Set down each entry below exactly as it stands.

Recorded information:
--*--

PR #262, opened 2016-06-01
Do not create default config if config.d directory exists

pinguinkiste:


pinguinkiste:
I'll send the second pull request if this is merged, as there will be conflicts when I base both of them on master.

--*--

Written answer:
PR #262, opened 2016-06-01
Do not create default config if config.d directory exists

pinguinkiste:


pinguinkiste:
I'll send the second pull request if this is merged, as there will be conflicts when I base both of them on master.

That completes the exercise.